Same thought I had. Fortunately China is not in a position to rip the US. Otherwise the US government has handed them a ton of leverage.

FOARP said...

Yeah, it's not that I think that Manning necessarily and under all circumstances has no case to answer (although some of the charges brought - particularly that of aiding the enemy, seem absurd). However, the treatment he has received, and the US government's actions, cast significant doubt on his treatment.

justrecently said...

Another thought - provided that Mannings is guilty as suspected (which is a big IF, and could remain one, depending on the way he will be tried), it is obvious to me that what was clearly confidential (different from the vague Chinese definition of state secrets).
In a case such as Wikileaks, a ordinary criminal court should be a much better place to decide if and how Mannings should be considered guilty.
A comparison between China's and America's legal system would be uncalled for in my opinion, but then, that's not what your post is about anyway. Mark Toner failed completely - and as a side note, I wish that Germany had correspondents and journalists who'd show the same doggedness in having their questions answered.

Lot Grundy said...

Whilst the clip didn't show it, it probably wasn't there anyway: a reporter questioning the verisimilitude of the party representative's statement's.
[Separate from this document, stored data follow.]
PR #4508, opened 2021-08-26
CP-37590: Replace negative language with bond/pool member

danilo-delbusso:
Other changes to negative terms were excluded as not relevant to the ticket.

Please also review [xen-api-sdk#189](https://github.com/xapi-project/xen-api-sdk/pull/189)

### DIFF
--- a/ocaml/idl/datamodel_errors.ml
+++ b/ocaml/idl/datamodel_errors.ml
@@ -228,7 +228,7 @@ let _ =
   error Api_errors.incompatible_pif_properties []
     ~doc:"These PIFs cannot be bonded, because their properties are different." ();
   error Api_errors.slave_requires_management_iface []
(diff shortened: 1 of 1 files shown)


lindig:
I can't see how the change is related to the build failure.

```
52 |     | Rpc.Base64 t -> sprintf "Rpc.Base64 %s" t in
           ^^^^^^^^^^
Error: Unbound constructor Rpc.Base64
```

This is the Stockholm branch and I like to believe that we would have noticed any failure here earlier.

lindig:
We merged previously: https://github.com/xapi-project/xen-api/pull/4504 and it looks to me like tests were not run and this could have missed the problem.

lindig:
Indeed, the test on https://github.com/xapi-project/xen-api/pull/4504 failed but it was not obvious enough.

lindig:
I will merge this because the failure is unrelated.

PR #4518, opened 2021-09-09
CA-356959: Decide user account locked out by lockoutTime

liulinC:
Previous solution decide user account locked out by UserAccountControl
However, it is replaced by lockoutTime, see
https://docs.microsoft.com/en-us/windows/win32/adschema/a-lockouttime
This commit decide a user account is locked out if lockoutTime <> 0

### DIFF
--- a/ocaml/xapi/extauth_plugin_ADwinbind.ml
+++ b/ocaml/xapi/extauth_plugin_ADwinbind.ml
@@ -211,62 +211,69 @@ module Ldap = struct
     end in
     let ldap fmt = fmt |> Printf.ksprintf @@ Printf.sprintf "ldap %s" in
     let* kvps = P.parse_kvp_map stdout <!> ldap "parsing failed '%s'" in
-    let get_string k =
-      match Map.find_opt k kvps with
+    let get_string key =
+      match Map.find_opt key kvps with
       | None ->
-          Error (ldap "missing key '%s'" k)
+          Error (ldap "missing key '%s'" key)
       | Some x ->
           Ok x
     in
-    let get_string_with_default ~k ~default =
-      match get_string k with Ok x -> Ok x | Error _ -> Ok default
+    let get_string_with_default ~key ~default =
+      match get_string key with Ok x -> Ok x | Error _ -> Ok default
     in
-    let get_int of_string k =
-      let* str = get_string k in
+    let get of_string key =
+      let* str = get_string key in
       try Ok (of_string str)
-      with _ -> Error (ldap "invalid value for key '%s'" k)
+      with _ -> Error (ldap "invalid value for key '%s'" key)
     in
-    let get_int_with_default of_string ~k ~default =
-      match get_int of_string k with Ok x -> Ok x | Error _ -> Ok default
+    let get_with_default of_string ~key ~default =
+      match get of_string key with Ok x -> Ok x | Error _ -> Ok default
+    in
+    let windows_nt_time_to_unix_time x =
+      Int64.sub (Int64.div x 10000000L) 11644473600L
     in
     let default = "" in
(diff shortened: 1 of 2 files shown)


lindig (approved):

liulinC:
Thanks @lindig @robhoes  for the help to review,
I have just add a new commit for another minor bug, could you hep to review again.

ocaml/xapi/extauth_plugin_ADwinbind.ml
```diff
@@ -226,41 +226,54 @@ module Ldap = struct
       try Ok (of_string str)
       with _ -> Error (ldap "invalid value for key '%s'" k)
     in
+    let get_int_with_default of_string ~k ~default =
```
lindig, line 229: I think `k` is not a good name; I assume it stands for `key` - so I would use that instead.

ocaml/xapi/extauth_plugin_ADwinbind.ml
```diff
@@ -226,41 +226,54 @@ module Ldap = struct
...
+      match get_int of_string k with Ok x -> Ok x | Error _ -> Ok default
```
lindig, line 230: The name `get_int` could be misleading because the return type is determined by the first argument. `get_int` is indeed polymorphic and could be called `get` and `get_with_default` instead.

lindig (approved):

ocaml/xapi/extauth_plugin_ADwinbind.ml
```diff
@@ -211,62 +211,69 @@ module Ldap = struct
...
       ; upn
-      ; account_expired
+        (* see https://docs.microsoft.com/en-us/windows/win32/adschema/a-accountexpires *)
+      ; account_expired= is_expired false account_expires
       ; account_disabled= logand user_account_control disabled_bit <> 0l
-      ; account_locked= lockout_time <> 0L
-      ; password_expired= logand user_account_control passw_expire_bit <> 0l
+      ; account_locked=
+          lockout_time <> 0L
+          (* see https://ldapwiki.com/wiki/MsDS-UserPasswordExpiryTimeComputed *)
```
edwintorok, line 275: This link doesn't work, is there a microsoft document that replaces it?

ocaml/xapi/extauth_plugin_ADwinbind.ml
```diff
@@ -211,62 +211,69 @@ module Ldap = struct
...
+    let is_expired zero_expired = function
+      | 0L ->
+          zero_expired
+      | i when i = Int64.max_int ->
           false
-      | i ->
+      | _ as t ->
           let expire_unix_time =
-            windows_nt_time_to_unix_time i |> Int64.to_float
+            windows_nt_time_to_unix_time t |> Int64.to_float
```
edwintorok, line 256: The comparison below relies on the host's clock and the DC's clock to be in sync. We use NTP on our host (though not necessarily with the DC as clock source), so that just leaves a possible DC misconfiguration to cause clocks to be out of sync (which we've seen happen, but in that case the DC's clock should be fixed, if the clock on the host is correct). Might be worth checking for host <-> DC timedrift though in some places and warn in the logs if we detect it. Is there an API to query the DC for the time through LDAP/Kerberos?

edwintorok (approved):

ocaml/xapi/extauth_plugin_ADwinbind.ml
liulinC: I found a way to query DC time before, But I cannot remember where, 

Here is actually a non-critical path, where we display domain user status, not for any critical usage, like permit access to dom0.  
The different timezone may cause the display about user information not right for a while, but will not bring critical issues.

Obvious point, but worth making.

FOARP said...

Lot, I asked Jim Fallows, China correspondent for the Atlantic why western journalists in China didn't ask the government why they were blocking websites, even if they knew they were only going to get stonewalled:

"In principle , I agree – it would be valuable to hear a formal confirm/deny. In practice, there is no point even in trying to get an answer. I speak from experience! (It’s like saying: Wouldn’t it be good to get Scalia to answer whether he really gave the election to Bush in 2000. ) Among other things it is entirely in the government’s interest NOT to be clear about these things. Ambiguity works in their favor. For form’s sake journalists try every so often for answers. But it’s purely formal"

I guess that's about it. Your not going to get an answer, so don't even bother trying.